Uncommon blobtop Twitchell and G.S. Twitchell from Philadelphia not tophats.
ROBBYBOBBY64.


----------



## ArmyDigger (Mar 5, 2021)

UncleBruce said:


> 3 to share.  Enjoy.
> 
> BOCA BEER
> Boca, CA​J. A. LOMAX
> ...


i love that chicago beer and the mug base marshfield


----------



## ArmyDigger (Mar 5, 2021)

ROBBYBOBBY64 said:


> Uncommon blobtop Twitchell and G.S. Twitchell from Philadelphia not tophats.
> ROBBYBOBBY64.


nice bottles mate I like the big T embossed on them


----------



## ROBBYBOBBY64 (Mar 5, 2021)

ArmyDigger said:


> nice bottles mate I like the big T embossed on them


Open letters are always a thrill. The fancier the better. Great thread even if not original! I remember doing one just like this a while ago. You know great minds and all.
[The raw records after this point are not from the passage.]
PR #131, opened 2016-06-17
[JENKINS-36042] Fix plugins.MatrixAuthPluginTest.projectMatrixAuth

raul-arabaolaza:
* Give some time to OK button to become enabled after project type selection in create job page
* Give some time after login to load the job listing

### DIFF
--- a/src/main/java/org/jenkinsci/test/acceptance/po/JobsMixIn.java
+++ b/src/main/java/org/jenkinsci/test/acceptance/po/JobsMixIn.java
@@ -34,6 +34,7 @@ public class JobsMixIn extends MixIn {
                 }
             }
         }).click();
+        elasticSleep(3000);
 
         clickButton("OK");
 
--- a/src/test/java/plugins/MatrixAuthPluginTest.java
+++ b/src/test/java/plugins/MatrixAuthPluginTest.java
@@ -52,10 +52,12 @@ public class MatrixAuthPluginTest extends AbstractJUnitTest {
 
         // if we login as Bob, he shouldn't see the job
         jenkins.login().doLogin("bob");
+        elasticSleep(2000);
         assertNull(getElement(by.href("job/"+j.name+"/")));
 
         // contorl assertion: alice shoudl see the link
         jenkins.login().doLogin("alice");
+        elasticSleep(2000);
         assertNotNull(getElement(by.href("job/"+j.name+"/")));
 
         // TODO: variant of href that takes laxed match
@@ -90,11 +92,13 @@ public class MatrixAuthPluginTest extends AbstractJUnitTest {
 
         // bob shouldn't be able to see it without adding a permission for him
         jenkins.login().doLogin("bob");
+        elasticSleep(2000);
         assertNull(getElement(by.href("job/"+j.name+"/")));
 
 
         // alice will expose this job to bob
         jenkins.login().doLogin("alice");
+        elasticSleep(2000);
         j.configure();
         {
             ProjectMatrixProperty p = new ProjectMatrixProperty(j);
@@ -107,6 +111,7 @@ public class MatrixAuthPluginTest extends AbstractJUnitTest {
 
         // bob should see this job
         jenkins.login().doLogin("bob");
+        elasticSleep(2000);
         assertNotNull(getElement(by.href("job/"+j.name+"/")));
     }
 }


armfergom:
Might be better to use `CapybaraPortingLayerImpl.waitFor(final By selector, final int timeoutSec)` instead of `Thread.sleep()` that is more fragile.

src/main/java/org/jenkinsci/test/acceptance/po/CapybaraPortingLayerImpl.java
```diff
@@ -85,6 +85,24 @@ public void clickButton(String text) {
...
 
+   /**
+    * Waits till the specified button is enabled and clicks it
+    *
+    * @param caption The button's text
+    * @param timeout The time to wait for the button to become enabled, in seconds
+    */
+    public void waitTillEnabledAndClick(String caption, int timeout, TimeUnit timeoutTimeUnit) {
+        final WebElement e = find(by.button(caption));
+        waitFor().withTimeout(timeout,timeoutTimeUnit)
```
recena: `waitFor().withTimeout(timeout, timeoutTimeUnit)`

raul-arabaolaza:
@armfergom Can you check if the last changes are more like you were talking about??

src/main/java/org/jenkinsci/test/acceptance/po/CapybaraPortingLayerImpl.java
```diff
@@ -233,6 +254,25 @@ public WebElement getElement(By selector) {
...
+    /**
+     * Works like  {@link #getElement(org.openqa.selenium.By)} but it waits some time for it to exist
+     *
+     * @param selector The selector for the element to get
+     * @param timeoutSec The maximun time to wait for the element to appear in seconds
+     * @return The finded element or null if not found in the specified time
+     */
+    public WebElement waitAndGetElement(By selector, int timeoutSec) {
+        WebElement element = getElement(selector);
+        if(element != null) {
```
recena: `if (element != null) {`

src/main/java/org/jenkinsci/test/acceptance/po/CapybaraPortingLayerImpl.java
```diff
@@ -233,6 +254,25 @@ public WebElement getElement(By selector) {
         return all.get(0);
     }
 
+    /**
+     * Works like  {@link #getElement(org.openqa.selenium.By)} but it waits some time for it to exist
```
recena: `Works like {@link #getElement(org.openqa.selenium.By)}`

recena:
I think @olivergondza's opinion would be nice here.

LGTM, though I'm not sure about the method names `waitAndGetElement` and `waitTillEnabledAndClick`

src/main/java/org/jenkinsci/test/acceptance/po/CapybaraPortingLayerImpl.java
```diff
@@ -233,6 +254,25 @@ public WebElement getElement(By selector) {
...
+     *
+     * @param selector The selector for the element to get
+     * @param timeoutSec The maximun time to wait for the element to appear in seconds
+     * @return The finded element or null if not found in the specified time
+     */
+    public WebElement waitAndGetElement(By selector, int timeoutSec) {
```
olivergondza: Is is needed to introduce this method. Why is client not calling `waitFor(selector, timeoutSec)`? Hiding any exception behind `null` will actually make it harder to understand _why_ the element was not found.

raul-arabaolaza:
@olivergondza I made that method because sometimes (like in this test case) we don't always expect the element to appear. But when we expect it to appear we need to give it some time. This code was inspired by the already existing `getElement` but assuming some delay may occur. I don't like the idea of the tests having to deal with exception catching if using `waitFor(selector, timeoutSec)`, so that's the reason I created that method on the class.

Maybe `getElement` would be a better name

olivergondza:
> I don't like the idea of the tests having to deal with exception catching if using waitFor(selector, timeoutSec), so that's the reason I created that method on the class.

They should not. If the test fail with `TimeoutExcpetion`, `NullPointerException` or `WebDriverException` you have a decent chance to understand the cause and fix it. If the message, stacktrace and causes is throw away this way JUnit tels you "non-null expected, null given". You have no clue where to look.

raul-arabaolaza:
> They should not. If the test fail with TimeoutExcpetion, NullPointerException or WebDriverException you have a decent chance to understand the cause and fix it. If the message, stacktrace and causes is throw away this way JUnit tels you "non-null expected, null given". You have no clue where to look.

The test implements the following logic

1. Create an admin user and a regular user
2. Create a job using the admin user
3. Check that regular user can not see the job
4. Give permission to the regular user
5. Check that the regular user can now see the job

If using waitFor then the expected outcome in step 3 is a `TimeoutException`and in step 5 to not give any exception at all. So, to implement it with waitFor you have to use code like this (in pseudocode):

```
try {
   waitFor
   //failTest
catch (TimeoutException e) {
   //continue testing without further catching exceptions
}
``` 

In my opinion the `assertNull` and `assertNotNull`implemented variants are more readable than the previous pseudocode. I can add some description to the failures to clarify it a bit if you want.

Anyway I don't have very strong feelings for this, if you still prefer the waitFor version I ' ll do it like that :)

Regards

Mobrockers:
> If using waitFor then the expected outcome in step 3 is a TimeoutException and in step 5 to not give any exception at all. So, to implement it with waitFor you have to use code like this (in pseudocode):

The underlying driver behind this is selenium webdriver right? In selenium webdriver it is the standard to never use findElement(by) when the expected outcome is for the element to not be found. Instead you are supposed to use findElements(by).size() == 0. I see that in this project findElements is wrapped by the method all(), so why are you not using all().size() == 0 on step number 3?

raul-arabaolaza:
Because I need to give it some time to appear, test was failing in some
machines due to the list of jobs not having enough time to render before
the existence check

Mobrockers:
Then you need to wait for an element you are sure will exist when the page is fully rendered, before checking step number 3.

raul-arabaolaza:
No, I need to check that element does not exist in step 3 and that it
exists in step 5. Giving it some time to render in both cases

Mobrockers:
That does not change anything though. First you wait until the page is fully rendered by waiting for an element that is sure to be available, then you check if the element does not exist in step 3 by using all().size() == 0, and find() in step 5. This gives it time to render the elements, does not break selenium convention, and does not throw an unnecessary exception.

raul-arabaolaza:
@Mobrockers Oh I understand now. Thanks for your patience :)  I will update this PR ASAP, but currently I am travelling so it may take me a pair of days.

raul-arabaolaza:
@Mobrockers I've updated the PR, could you please check if this is more aligned with selenium conventions??

Mobrockers:
This is more in line with what I would expect from a selenium test, yes! Do keep in mind that I'm not a maintainer for the test harness so I can't comment on if it's now also enough in line with what's expected by Jenkins and or cloudbees.

src/test/java/plugins/MatrixAuthPluginTest.java
```diff
@@ -48,14 +49,23 @@ public void helloWorld() throws Exception {
...
+        //wait for main panel to appear to make sure page is rendered
+        waitFor(by.id("main-panel"));
+
         assertNull(getElement(by.href("job/"+j.name+"/")));
 
         // contorl assertion: alice shoudl see the link
         jenkins.login().doLogin("alice");
+
+        //wait for main panel to appear to make sure page is rendered
+        waitFor(by.id("main-panel"));
```
recena: `waitFor(by.id("main-panel"));` I think this is not stable. If the layout changes.... Is not there other way to check if the page was loaded?

raul-arabaolaza: Are you referring to not wait for a know element to appear or to not use id as identifier??

recena: This id `main-panel` belongs to the layout. If Jenkins changes the layout (his class ID for example), the test won't work.

By the way, the rest of the inline comment leave an space after `//`...

amuniz: The layout could change but not the ID of that element. And if it changes [this is not going to be the only test failing](https://github.com/jenkinsci/acceptance-test-harness/search?utf8=%E2%9C%93&q=main-panel).

src/test/java/plugins/MatrixAuthPluginTest.java
```diff
@@ -48,14 +49,23 @@ public void helloWorld() throws Exception {
...
 
         FreeStyleJob j = jenkins.jobs.create();
+
         j.save();
 
         // if we login as Bob, he shouldn't see the job
         jenkins.login().doLogin("bob");
+
+        //wait for main panel to appear to make sure page is rendered
+        waitFor(by.id("main-panel"));
```
amuniz: Better ` waitFor(final By selector, final int timeoutSec)`, the test does not hang forever (or until test time limit, which is 3 minutes I think).

src/test/java/plugins/MatrixAuthPluginTest.java
amuniz: I mean, the ID can change, of course it's a text file and can be edited 😄 but I don't think anybody want to change it in the next 20 years.

recena: @amuniz For that reason, nobody changes things that should be changed. In fact, this `ID` will be changed soon by me. There are other alternatives to do the check. For example, checking if the HTTP request has finished (page loaded)

Mobrockers: @recena selenium waits for page load by default, but the page having loaded does not guarantee that the browser has finished rendering, especially because of javascript actions that are only started after page load. Therefore it is recommended to wait until an element you know should exist has rendered on the page, before continuing with your test.

src/main/java/org/jenkinsci/test/acceptance/po/JobsMixIn.java
```diff
@@ -35,7 +35,11 @@ public JobsMixIn(ContainerPageObject context) {
             }
         }).click();
 
-        clickButton("OK");
+        //Sometimes we need to give some time to ok button to become enabled
+        waitTillEnabledAndClick("OK", 10, TimeUnit.SECONDS);
+
+        //sometimes job creation is not fast enough, so make sure it's finished before continue
+        waitFor(by.name("config"));
```
olivergondza: Is this waiting for config form to be interaction ready? In case it is, I prefer to do so in `Job.configure()` if really needed.

src/test/java/plugins/MatrixAuthPluginTest.java
recena: @Mobrockers 

> And besides, let's face it, this is a UI test. UI's change, and when UI's change tests have to be fixed. Such is life.

Well, we have to try finding the most robust way.

I'm going to check it to provide an alternative.

Mobrockers: @recena I'll be interested in what you find.

src/main/java/org/jenkinsci/test/acceptance/po/JobsMixIn.java
raul-arabaolaza: @recena I doubt that changing that `waitFor` for some JS magic (that anyway would probably depend also on the UI or worst be browser dependant) would  make a test, that already depends upon a button with a certain caption to exist, more robust or proof safe. That said, I truly believe ids are one of the most robust selectors out there, if the test fails the error message will be very informative and the fail easy to track. 

Changing that selector would mean probably a lot of collateral changes to be done, like CSS rules, JS code and so on. On that context, changing the test should not be difficult. So I must agree with @amuniz here. 

The main problem here is not tests being more or less fragile, but the lack of communication between jenkinsci and the acceptance-test-harness when UI changes, unlike unit tests there is no compiler here, so there is no easy way to ensure changes in the UI are propagated to tests. Honestly I believe a PR on this project is not the place to try to solve that problem, and that a separate Jira ticket should be created to discuss the actual fragility of this suite in general 

@olivergondza The problem is that without that `waitFor` is the `create` method itself the one that randomly fails in low resources machines (8 GB RAM), resulting in jobs not being created and this particular test failing.

src/test/java/plugins/MatrixAuthPluginTest.java
raul-arabaolaza: I remember reading about instead of using elements on the next page you could check already found elements of the previous page for a staled status. I believe this does not solves the main fragility problem but may be a little more robust because there are no new elements to depend uppon

recena: @raul-arabaolaza Let me to investigate it. IMO, `main-panel` is not the right `ID`.

Mobrockers: If you have a reference to a WebElement, and anything changes in this element, as soon as you try to use it, you'll get a StaleElementReferenceException. But this means you'll have to hold on to a reference of your webelement in your test. I suppose in the test harness this could be done since as far as I can see no Page Object Model is used.

You can then do `new WebDriverWait(driver, timeOut).until(ExpectedConditions.stalenessOf(element))` or whatever the test-harness equivalent is (if there is one).

src/main/java/org/jenkinsci/test/acceptance/po/JobsMixIn.java
```diff
@@ -35,7 +35,11 @@ public JobsMixIn(ContainerPageObject context) {
             }
         }).click();
 
-        clickButton("OK");
+        // Sometimes we need to give some time to ok button to become enabled
+        waitTillEnabledAndClick("OK", 10, TimeUnit.SECONDS);
+
+        // Sometimes job creation is not fast enough, so make sure it's finished before continue
+        waitFor(by.name("config"), 3);
```
amuniz: 3 seconds only? I would give it 10 like the previous one.

raul-arabaolaza: @amuniz Done!!

abayer:
:bug: Tried this branch out and it's still failing for me on the final `assertTrue` - the `bob` user can't see any jobs.

abayer:
Note that my test was on a local run - doing a CI run now.

abayer:
And on CI, I'm still seeing the same original error:
```
09:50:42 org.openqa.selenium.WebDriverException: Element is not clickable at point (1258, 7). Other element would receive the click: <ul id="breadcrumbs"></ul>
09:50:42 Command duration or timeout: 80 milliseconds
09:50:42 Build info: version: '2.53.0', revision: '35ae25b1534ae328c771e0856c93e187490ca824', time: '2016-03-15 10:43:46'
09:50:42 System info: host: 'jenkins', ip: '127.0.0.1', os.name: 'Linux', os.arch: 'amd64', os.version: '3.13.0-86-generic', java.version: '1.8.0_40'
09:50:42 Driver info: org.openqa.selenium.firefox.FirefoxDriver
09:50:42 Capabilities [{applicationCacheEnabled=true, rotatable=false, handlesAlerts=true, databaseEnabled=true, version=22.0, platform=LINUX, browserConnectionEnabled=true, nativeEvents=false, acceptSslCerts=true, webStorageEnabled=true, locationContextEnabled=true, browserName=firefox, takesScreenshot=true, javascriptEnabled=true, cssSelectorsEnabled=true}]
09:50:42 Session ID: d2ba944f-2d4a-4d7f-93dd-5b47b90af821
09:50:42 	at sun.reflect.NativeConstructorAccessorImpl.newInstance0(Native Method)
09:50:42 	at sun.reflect.NativeConstructorAccessorImpl.newInstance(NativeConstructorAccessorImpl.java:62)
09:50:42 	at sun.reflect.DelegatingConstructorAccessorImpl.newInstance(DelegatingConstructorAccessorImpl.java:45)
09:50:42 	at java.lang.reflect.Constructor.newInstance(Constructor.java:422)
09:50:42 	at org.openqa.selenium.remote.ErrorHandler.createThrowable(ErrorHandler.java:206)
09:50:42 	at org.openqa.selenium.remote.ErrorHandler.throwIfResponseFailed(ErrorHandler.java:158)
09:50:42 	at org.openqa.selenium.remote.RemoteWebDriver.execute(RemoteWebDriver.java:678)
09:50:42 	at org.openqa.selenium.remote.RemoteWebElement.execute(RemoteWebElement.java:327)
09:50:42 	at org.openqa.selenium.remote.RemoteWebElement.click(RemoteWebElement.java:85)
09:50:42 	at sun.reflect.NativeMethodAccessorImpl.invoke0(Native Method)
09:50:42 	at sun.reflect.NativeMethodAccessorImpl.invoke(NativeMethodAccessorImpl.java:62)
09:50:42 	at sun.reflect.DelegatingMethodAccessorImpl.invoke(DelegatingMethodAccessorImpl.java:43)
09:50:42 	at java.lang.reflect.Method.invoke(Method.java:497)
09:50:42 	at org.openqa.selenium.support.events.EventFiringWebDriver$EventFiringWebElement$1.invoke(EventFiringWebDriver.java:335)
09:50:42 	at com.sun.proxy.$Proxy39.click(Unknown Source)
09:50:42 	at org.openqa.selenium.support.events.EventFiringWebDriver$EventFiringWebElement.click(EventFiringWebDriver.java:348)
09:50:42 	at org.jenkinsci.test.acceptance.po.CapybaraPortingLayerImpl.check(CapybaraPortingLayerImpl.java:280)
09:50:42 	at org.jenkinsci.test.acceptance.po.Control.check(Control.java:87)
09:50:42 	at org.jenkinsci.test.acceptance.plugins.matrix_auth.MatrixRow._check(MatrixRow.java:27)
09:50:42 	at org.jenkinsci.test.acceptance.plugins.matrix_auth.MatrixRow.on(MatrixRow.java:17)
09:50:42 	at plugins.MatrixAuthPluginTest.projectMatrixAuth(MatrixAuthPluginTest.java:118)
```

src/test/java/plugins/MatrixAuthPluginTest.java
```diff
@@ -48,14 +49,23 @@ public void helloWorld() throws Exception {
...
 
         // if we login as Bob, he shouldn't see the job
         jenkins.login().doLogin("bob");
+
+        // wait for main panel to appear to make sure page is rendered
+        waitFor(by.id("main-panel"), 10);
+
         assertNull(getElement(by.href("job/"+j.name+"/")));
 
         // contorl assertion: alice shoudl see the link
```
recena: typo (*unrelated*)

raul-arabaolaza:
@abayer Could you give some details about environment? Specially browser version, because it woks on my local machine...

src/test/java/plugins/MatrixAuthPluginTest.java
```diff
@@ -52,22 +53,24 @@ public void helloWorld() throws Exception {
...
 
+        jenkins.logout();
+
         // if we login as Bob, he shouldn't see the job
         jenkins.login().doLogin("bob");
 
-        // wait for main panel to appear to make sure page is rendered
-        waitFor(by.id("main-panel"), 10);
+        // check for job's existence
+        driver.get(jenkins.getCurrentUrl() + "job/" + j.name + "/");
```
recena: @raul-arabaolaza Have you found something to get the Jenkins URL? `jenkins.getCurrentUrl()` may not be sure.

recena:
The PoC provided here https://github.com/jenkinsci/acceptance-test-harness/pull/144/commits/7325974cf455e20f022c4f25f33576cfa054295a, has been included in this PR. I0m closing the PR https://github.com/jenkinsci/acceptance-test-harness/pull/144 now.

src/test/java/plugins/MatrixAuthPluginTest.java
abayer: :bug: Yeah, that just gets your current URL, not the root Jenkins URL.

raul-arabaolaza:
After a lot of digging it seems that the PO responsible of job creation may have some problems that affect this (and maybe other) tests. So I am going to create an issue for that and I have simplified this PR to address only the issues relative to this ticket.

src/main/java/org/jenkinsci/test/acceptance/po/CapybaraPortingLayerImpl.java
```diff
@@ -47,6 +47,7 @@
     @Inject
     protected ElasticTime time;
 
+
```
recena: Unrelated.

src/test/java/plugins/MatrixAuthPluginTest.java
```diff
@@ -1,5 +1,8 @@
 package plugins;
 
+import com.trilead.ssh2.log.Logger;
+import org.apache.commons.logging.Log;
```
recena: Unnecessary 🐛

recena:
🐝

abayer:
Do we need this any more after #146?

recena:
@abayer Sure. I think this PR improve both tests. Anyway, [this](https://github.com/jenkinsci/acceptance-test-harness/pull/146) should not be considered a final solution.

abayer:
Fair enough!

I'm testing this out without #146 to make sure it does the trick.

abayer:
And no joy - same failure as before:
```
12:50:43 org.openqa.selenium.WebDriverException: Element is not clickable at point (1258, 7). Other element would receive the click: <ul id="breadcrumbs"></ul>
12:50:43 Command duration or timeout: 96 milliseconds
12:50:43 Build info: version: '2.53.0', revision: '35ae25b1534ae328c771e0856c93e187490ca824', time: '2016-03-15 10:43:46'
12:50:43 System info: host: 'jenkins', ip: '127.0.0.1', os.name: 'Linux', os.arch: 'amd64', os.version: '3.13.0-86-generic', java.version: '1.8.0_40'
12:50:43 Driver info: org.openqa.selenium.firefox.FirefoxDriver
12:50:43 Capabilities [{applicationCacheEnabled=true, rotatable=false, handlesAlerts=true, databaseEnabled=true, version=22.0, platform=LINUX, browserConnectionEnabled=true, nativeEvents=false, acceptSslCerts=true, webStorageEnabled=true, locationContextEnabled=true, browserName=firefox, takesScreenshot=true, javascriptEnabled=true, cssSelectorsEnabled=true}]
12:50:43 Session ID: d1145ddb-2dd8-43a0-8a9e-7e823b2ba41c
12:50:43 	at sun.reflect.NativeConstructorAccessorImpl.newInstance0(Native Method)
12:50:43 	at sun.reflect.NativeConstructorAccessorImpl.newInstance(NativeConstructorAccessorImpl.java:62)
12:50:43 	at sun.reflect.DelegatingConstructorAccessorImpl.newInstance(DelegatingConstructorAccessorImpl.java:45)
12:50:43 	at java.lang.reflect.Constructor.newInstance(Constructor.java:422)
12:50:43 	at org.openqa.selenium.remote.ErrorHandler.createThrowable(ErrorHandler.java:206)
12:50:43 	at org.openqa.selenium.remote.ErrorHandler.throwIfResponseFailed(ErrorHandler.java:158)
12:50:43 	at org.openqa.selenium.remote.RemoteWebDriver.execute(RemoteWebDriver.java:678)
12:50:43 	at org.openqa.selenium.remote.RemoteWebElement.execute(RemoteWebElement.java:327)
12:50:43 	at org.openqa.selenium.remote.RemoteWebElement.click(RemoteWebElement.java:85)
12:50:43 	at sun.reflect.NativeMethodAccessorImpl.invoke0(Native Method)
12:50:43 	at sun.reflect.NativeMethodAccessorImpl.invoke(NativeMethodAccessorImpl.java:62)
12:50:43 	at sun.reflect.DelegatingMethodAccessorImpl.invoke(DelegatingMethodAccessorImpl.java:43)
12:50:43 	at java.lang.reflect.Method.invoke(Method.java:497)
12:50:43 	at org.openqa.selenium.support.events.EventFiringWebDriver$EventFiringWebElement$1.invoke(EventFiringWebDriver.java:335)
12:50:43 	at com.sun.proxy.$Proxy39.click(Unknown Source)
12:50:43 	at org.openqa.selenium.support.events.EventFiringWebDriver$EventFiringWebElement.click(EventFiringWebDriver.java:348)
12:50:43 	at org.jenkinsci.test.acceptance.po.CapybaraPortingLayerImpl.check(CapybaraPortingLayerImpl.java:259)
12:50:43 	at org.jenkinsci.test.acceptance.po.Control.check(Control.java:87)
12:50:43 	at org.jenkinsci.test.acceptance.plugins.matrix_auth.MatrixRow._check(MatrixRow.java:27)
12:50:43 	at org.jenkinsci.test.acceptance.plugins.matrix_auth.MatrixRow.on(MatrixRow.java:17)
12:50:43 	at plugins.MatrixAuthPluginTest.projectMatrixAuth(MatrixAuthPluginTest.java:129)
```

Thanks for the compliments. 
ROBBYBOBBY64.


----------



## ArmyDigger (Mar 5, 2021)

ROBBYBOBBY64 said:


> Open letters are always a thrill. The fancier the better. Great thread even if not original! I remember doing one just like this a while ago. You know great minds and all. Thanks for the compliments.
> ROBBYBOBBY64.


NP Im just interested in seeing some of peoples collections and seeing some cool things that I may never see anywhere else. Stuff I will probably never own. Monograms are always exciting to see


----------



## ROBBYBOBBY64 (Mar 5, 2021)

ArmyDigger said:


> NP Im just interested in seeing some of peoples collections and seeing some cool things that I may never see anywhere else. Stuff I will probably never own. Monograms are always exciting to see


Fun to figure what letters are jumbled together. Hard to decipher more time than not. Now we need a monogram post. Great idea again!
ROBBYBOBBY64.


----------



## sandchip (Mar 6, 2021)

Don't have many, but here's a John Ryan XX Philadelphia Porter, c. 1852.  A squatty, dumpy little fella.


----------



## ArmyDigger (Mar 8, 2021)

Here’s one of my favorites a Jacob wirth out of Boston mass I absolutely love the color on this what do y’all think


----------



## ROBBYBOBBY64 (Mar 9, 2021)

ArmyDigger said:


> Here’s one of my favorites a Jacob wirth out of Boston mass I absolutely love the color on this what do y’all think


I love the color and large embossed not to be returned on the reverse. Karl Hutter base, i have a Boston, Mass blob with Karl Hutter on the base too. He owned a supply house that supplied brewing supplies and lots of bottles 1877-1913.
ROBBYBOBBY64.








						The history of Jacob Wirth Co. - The Boston Globe
					

Here’s how the historic beer hall — one of Boston’s oldest restaurants — got its start.




					www.bostonglobe.com


----------



## ArmyDigger (Mar 9, 2021)

ROBBYBOBBY64 said:


> I love the color and large embossed not to be returned on the reverse. Karl Hutter base, i have a Boston, Mass blob with Karl Hutter on the base too. He owned a supply house that supplied brewing supplies and lots of bottles 1877-1913.
> ROBBYBOBBY64.
> 
> 
> ...


I know right Jacob wirth ran a restaurant brewery from 1868 it was the second longest running restaurant in Boston until it closed in 2018


----------